Okama (御釜), meaning an honourable cauldron, is the inactive volcanic crater (crater lake) on top of Mount Zaō, located in Kawasaki, Miyagi, on the border with Yamagata, Japan. While local people call it affectionately Okama, the visitors tend to call it Goshiki-numa (五色沼), meaning "Five Color Pond", because its color changes depending on the time of the day, the weather, or the season of the year.

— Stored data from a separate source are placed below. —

PR #60, opened 2021-04-21
controller: introduce a "pop task" endpoint

mvdan:
(see commit message)

### DIFF
--- a/controller/tasks.go
+++ b/controller/tasks.go
@@ -27,6 +27,42 @@ func (c *Controller) getTasksHandler(w http.ResponseWriter, r *http.Request) {
 	json.NewEncoder(w).Encode(tasks)
 }
 
+func (c *Controller) popTaskHandler(w http.ResponseWriter, r *http.Request) {
+	logger := log.With("req_id", r.Header.Get("X-Request-ID"))
+
+	logger.Debugw("handle request", "command", "pop task")
+	defer logger.Debugw("request handled", "command", "pop task")
+
+	w.Header().Set("Content-Type", "application/json")
+
+	// TODO: use a single SQL transaction to query the oldest available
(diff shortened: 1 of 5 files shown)


mvdan:
@gammazero the TODO is pretty relevant to your work :) It's what I briefly mentioned on the standup yesterday; being able to grab an available task via a single query.

controller/tasks.go
```diff
@@ -27,6 +27,42 @@ func (c *Controller) getTasksHandler(w http.ResponseWriter, r *http.Request) {
...
+		return
+	}
+	var firstAvailable *tasks.AuthenticatedTask
+	for _, task := range allTasks {
+		if task.Status == tasks.Available {
+			firstAvailable = task
+			break
+		}
+
+	}
```
willscott, line 61: are we worried about startup dynamics where all clients spin up, ask for a task (get the same one), fail to claim it because a different one did already, and repeat? we can probably not worry about this via a small random time pause before asking for a task on startup, or could rotate the list so that recently asked for tasks get moved to the back of the range.

mvdan: You're right that this mechanism is very simple and will likely lead to races. This is why the TODO is there :) I think the right solution is to use a select+update transaction that grabs and assigns the oldest available task at the DB level. That can be done on top of @gammazero's work to split into two tables, once that lands.

gammazero: Do you want to keep this PR open and either:
1) Have me merge my PR into this and then complete the TODO here?
2) Keep this PR open and rebase it once my upcoming PR is in?

mvdan: I don't think the work involved in either of those is necessary :) this PR doesn't break or change anything in a bad way, so we can merge into master and then have your change merge the new master.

Okama Crater Lake is situated at the height of about 1600 meters above sea level. According to the 1968 survey, its east–west and north–south diameters are both 325 meters, and maximum depth is 27.6 meters.

==Gallery==

Okama Crater Lake Viewed from the North, West and South on the Volcanic Rim:
| Viewed from the northern Umanose (馬の背), in October. | Viewed from the western Umanose, in August. | Viewed from the southern Karita Peak (刈田岳), in April. |

==Access==
Okama Crater Lake can be reached from Yamagata or Miyagi, Japan on the Zaō Echo Line part of Yamagata-Miyagi Prefectural Route 12 (宮城県道・山形県道12号白石上山線).

==See also==
- Goshiki-numa - A cluster of volcanic lakes of the Bandai Highland (磐梯高原) in Kitashiobara, Fukushima, Japan.